Monday, May 9, 2011

Barney Frank's Theory of Democracy

Ranking Member of the House Financial Services committee, Barney Frank appeared on CNBC last Wednesday to explain the rationale behind his newest piece of proposed legislation--a bill which would remove the 4 rotating members of the regional Federal Reserve Banks from the 12 member Federal Open Markets Committee.  The President of the New York Federal Reserve is a permanent member so apparently he would get to stay.  Frank wants these regional rotating members stripped of their voting rights and replaced because "they are chosen by the private banks without input or oversight from any governing body."

"I think it's fine for them [the representatives of private banks] to sit in, but setting interest rates...that's a public function. The Federal regional presidents are picked by private citizens.  It really is totally inconsistent with any kind of theory of democracy," says Frank in his interview.  When questioned about the wisdom of not allowing the banking entities that have to work within the framework of the interest rates, to have a place at the table, Frank responded that they can have input but they should not be able to vote on an issue that they can potentially profit from.

I have posted the link here to the interview.  It is really worth watching.

So what would Frank consider to be more in keeping with the principals of democracy? "I would have the people appointed by the president and confirmed by the Senate be voting members. I just think it's totally inconsistent with any theory of democracy to have purely private citizens sending people to vote on interest rates."  However, appointees of the president represent the people who need to get mortgages and consumer loans, so this is completely in keeping with democracy, according to Frank.
Frank's steadfast determination to see the directors of financial policy appointed by the president and confirmed by the Senate is interesting given the fact that last year, when interim director of the Consumer Financial Protection Bureau Elizabeth Warren faced a tough uphill battle for confirmation in the Senate, Frank stated in an interview with the Huffington Post that if Ms.

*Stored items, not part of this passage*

PR #452, opened 2023-12-20
Closes #450. Fixed cohort factor list.

### LINKED ISSUE #450: Cohort factor lists only 25 cohorts.
Cohorts are retrieved here by a call of `cohort_get_all_cohorts()`
https://github.com/catalyst/moodle-tool_mfa/blob/MOODLE_400_STABLE/factor/cohort/settings.php#L41

The method retrieves by default only 25 cohorts, as defined here https://github.com/moodle/moodle/blob/6374475dc3cf3a94e22ec18c4655b89819a1b5d6/cohort/lib.php#L498 (cohort_get_all_cohorts($page = 0, $perpage = 25, $search = '', $withcustomfields = false)).

The settings page should include all the cohorts, not just the first 25.

haiksu:
Instead of using `cohort_get_all_cohorts()` method, which returns only 25 cohorts, this modification fetches all the cohorts straight from the database without limitations.

### DIFF
--- a/factor/cohort/settings.php
+++ b/factor/cohort/settings.php
@@ -38,10 +38,11 @@ $settings->add(new admin_setting_configtext('factor_cohort/weight',
     new lang_string('settings:weight', 'tool_mfa'),
     new lang_string('settings:weight_help', 'tool_mfa'), 100, PARAM_INT));
 
-$cohorts = cohort_get_all_cohorts();
+global $DB;
+$cohorts = $DB->get_records('cohort', null, 'name asc', 'id,name');
 $choices = [];
 
-foreach ($cohorts['cohorts'] as $cohort) {
+foreach ($cohorts as $cohort) {
     $choices[$cohort->id] = $cohort->name;
 }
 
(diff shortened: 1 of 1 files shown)


factor/cohort/settings.php
```diff
@@ -38,10 +38,11 @@
     new lang_string('settings:weight', 'tool_mfa'),
     new lang_string('settings:weight_help', 'tool_mfa'), 100, PARAM_INT));
 
-$cohorts = cohort_get_all_cohorts();
+global $DB;
```
Peterburnett: the global call isnt required here, as this file is direct included from a context where it should already be declared. This is only required inside of methods or other scope changes from the global scope.

haiksu: https://github.com/catalyst/moodle-tool_mfa/pull/452/commits/764f1e4e7c5ccc10dae1832f5620858003cf3ad2

danmarsden:
Thanks @haiksu - please note that as this plugin is now part of Moodle core - we need to address any issues/bugs/improvements in the upstream "latest" release before we backport to this repository to support older Moodle sites.
I note the current Moodle upstream release has the same "older" code:
https://github.com/moodle/moodle/blob/main/admin/tool/mfa/factor/cohort/settings.php#L41

If you end up creating an upstream Moodle tracker for this and fixing it there - please come back and post the details here so we can then look at merging this into the repo here for older sites - otherwise we need to close this as "won't fix."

Warren could not get Senate confirmation, the president should just appoint her using a recess appointment while the Senate was away on vacation.  "Given the way [the Senate has] misused the filibuster...given it's anti-Democratic, I think the President did exactly the right thing with Donald Berwick," said Frank in his interview. (Donald Berwick received a recess appointment to head the Centers for Medicare and Medicaid Services.)  
Warren was named interim director of the CFPB last year, but the Mortgage Bankers Association is speculating that this year the White House will use a recess appointment to give Warren the top job as the head of one of the nation's most powerful new agencies.
Following that logic, if the President has appointees for the Federal Reserve board who are unlikely to pass confirmation, he can just appoint them as recess appointments when the Senate is on vacation.  That's not undemocratic at all.
Listening to Frank just makes me wonder what political science courses he took in school and how his teachers explained the concept of democracy to him in the first place.